Con los datos estadísticos disponibles se puede afirmar que el consumo de ansiolíticos (benzodiazepinas) y antidepresivos ha ido a más en un año (por no contar que seguramente se ha incrementado la ingesta de alcohol y de otras drogas). Debemos cambiar la filosofía y poner fin a la estigmatización sobre estas personas. Hay que apoyarlas, y desde la sanidad pública se deben cubrir los puestos laborales necesarios para que reciban una atención adecuada. Si nadie podría entender el que una persona que acude a un centro médico con un esguince se le diera solamente un analgésico para suavizar el dolor por no ser posible colocarle una escayola o vendarle el pie, tampoco se puede suministrar a una persona con ansiedad un medicamento (como pueda ser el Trankimazin) sin ir más allá. Hay que mejorar la atención a estas personas porque sus casos no son cuestiones individuales y particulares, sino que ya adquieren la categoría de lo colectivo, por lo que exige una respuesta global como ocurre con otras patologías. Evitemos su sufrimiento y los finales fatales. España registró en 2019 un total de 3.145 casos de suicidios (el triple que las muertes por accidente de tráfico), lo que exige planes de prevención para evitar que tomen la decisión de acabar con sus vidas.

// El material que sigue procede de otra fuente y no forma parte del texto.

Issue #579, opened 2015-10-02
Is it possible to move the hammerspoon configuration?


nfarrar:
I *really* hate clutting up $HOME with hundreds of files. I typically keep my application configurations in `$XDG_CONFIG_HOME` (`~/.config/<application>/`). Looked around and read through the docs, but didn't see a way to change this. Am I missing it? If it's not possible, any chance it might be in the future?

asmagill:
At present, no.

The location of MJConfigFile is hard coded in the source to "~/.hammerspoon/init.lua".

You could put the following at the top of ~/.hammerspoon/init.lua so that any *other* hammerspoon config files could be found in ~/.config/hammerspoon:

package.path = os.getenv("HOME").."/.config/hammerspoon/?.lua;"..os.getenv("HOME").."/.config/hammerspoon/?/init.lua;"..package.path
package.cpath =  os.getenv("HOME").."/.config/hammerspoon/?.so;"..package.cpath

Hace dos semanas entrevisté en un webinar que organizó la AMSO-PSOE a José Antonio Llosa (doctor en Psicología por la Universidad de Oviedo/Uviéu y miembro del WorkForAll Project, grupo de investigación que analiza el impacto sobre la salud mental de situaciones de precariedad laboral, pobreza y vulnerabilidad). Charlamos durante dos horas sobre la situación de la juventud, que según los estudios es el rango de población que peor está pasando esta actual crisis. Fue un diálogo interesante, donde yo saqué muchas conclusiones. Por ejemplo, es curioso que se tache a los jóvenes como los más irresponsables por asistir a fiestas ilegales (mal hecho, muy mal hecho por esas personas), pero en cambio poco o nada se habla de la inestabilidad y la precariedad laboral, de los problemas para emancipación, de la dificultad de una autonomía económica sin el apoyo familiar, de tener pocas expectativas de mejorar su situación a corto plazo, etcétera.
Todo eso, siendo a priori la generación mejor preparada de la historia, es tremendamente decepcionante si vamos camino de ser una generación perdida, porque no puede ser que cualquier proyecto de vida que quiera hoy empezar un joven sea poco menos que una quimera (lo reconoció así el Presidente del Gobierno, Pedro Sánchez, el pasado miércoles en el estrado del Congreso). Cuidemos de nuestros mayores, por supuesto, porque lo dieron todo y se merecen un retiro digno, y cuidemos bien de nuestras madres y padres porque nos han dado todo lo mejor que pudieron por nuestra felicidad. Pero cuidado, porque la salud mental está haciendo mella a marchas forzadas entre la juventud, y si no actuamos a tiempo, los pronósticos que apuntan a que será la próxima pandemia podrían cumplirse.